The Acute and Delayed Effects of Vagal Nerve Stimulation on an Absence Epilepsy Model in WAG/Rij
(TURKISH NEUROSURGICAL SOC, 2016-01-01) Uyar, Ramazan; Turk, Cezmi Cagri; Isik, Nejat; Kalelioglu, Mufit; Onat, Filiz; Ozek, Memet
AIM: Vagal nerve stimulation (VNS) is an effective method of treatment for epilepsy patients either unresponsive to medical therapy or not suitable for resective surgeries. We designed an experimental study on Wistar Albino Glaxo rats from Rijswijk (WAG\textbackslash{}Rij) to investigate the effects of VNS on a non-convulsive epilepsy model. MATERIAL and METHODS: The experiment was performed on six WAG/Rij rats, a validated strain for genetic absence seizures. The animals were underwent VNS and the effects were investigated on electroencephalography (EEG) recordings at 22, 24, 26 hours of stimulation and 15 days after the cessation, for duration of spike and wave complexes (SWC), the numbers, mean duration of SWC and frequencies in an hour.

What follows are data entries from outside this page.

PR #3529, opened 2023-10-25
[VL] Add EvictGuard to avoid spilling recursively in ShuffleWriter

marin-ma:
ShuffleWriter supports spilling initiated both internally and by other operators. However, it shouldn't self-trigger a spill during the spilling process. Because during a spill, it can invoke memory allocation APIs that triggers another spill, like when resizing the partition buffers."

This PR prevents the following call stack:

[Spill triggered by some op] -> ShuffleWriter.spill -> reserveMemory -> trigger spill another time -> ShuffleWriter.spill

### DIFF
--- a/cpp/velox/shuffle/VeloxShuffleWriter.cc
+++ b/cpp/velox/shuffle/VeloxShuffleWriter.cc
@@ -319,6 +319,28 @@ std::shared_ptr<arrow::RecordBatch> makeUncompressedRecordBatch(
   }
   return arrow::RecordBatch::Make(writeSchema, 1, {arrays});
 }
+
+class EvictGuard {
+ public:
+  explicit EvictGuard(SplitState& splitState) : splitState_(splitState) {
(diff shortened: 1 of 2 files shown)


cpp/velox/shuffle/VeloxShuffleWriter.cc
```diff
@@ -319,6 +319,28 @@ std::shared_ptr<arrow::RecordBatch> makeUncompressedRecordBatch(
...
+class EvictGuard {
+ public:
+  explicit EvictGuard(SplitState& splitState) : splitState_(splitState) {
+    oldState_ = splitState;
+    splitState_ = SplitState::kUnevictable;
+  }
+
+  ~EvictGuard() {
+    splitState_ = oldState_;
+  }
```
zhztheplayer, line 332: Would you intend to save `splitState` to `splitState_` in ctor?

zhztheplayer (approved):

PR #3533, opened 2023-10-26
[CELEBORN] Optimize the performance of Celeborn's pushPartitionData

kerwin-zk:

Optimize the performance of Celeborn's pushPartitionData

RESULTS: EEG recordings demonstrated that the mean duration of SWC was 353.1 seconds and the number of activity per hour was 62 at the baseline. There were statistically significant decreases in the total duration of SWC and the number of activities (61.8\% and 78\% decrease, respectively). There were no significant decreases in the mean duration of SWC and the frequencies. CONCLUSION: The acute stimulation of the vagal nerve caused a statistically significant decrease both in overall duration of SWC and the number of complexes in an hour. Moreover, the positive effects seemed to last even 15 days after the cessation of the stimulation. Further studies focusing on different stimulation parameters and delayed effects of the VNS on human absence seizures are warranted.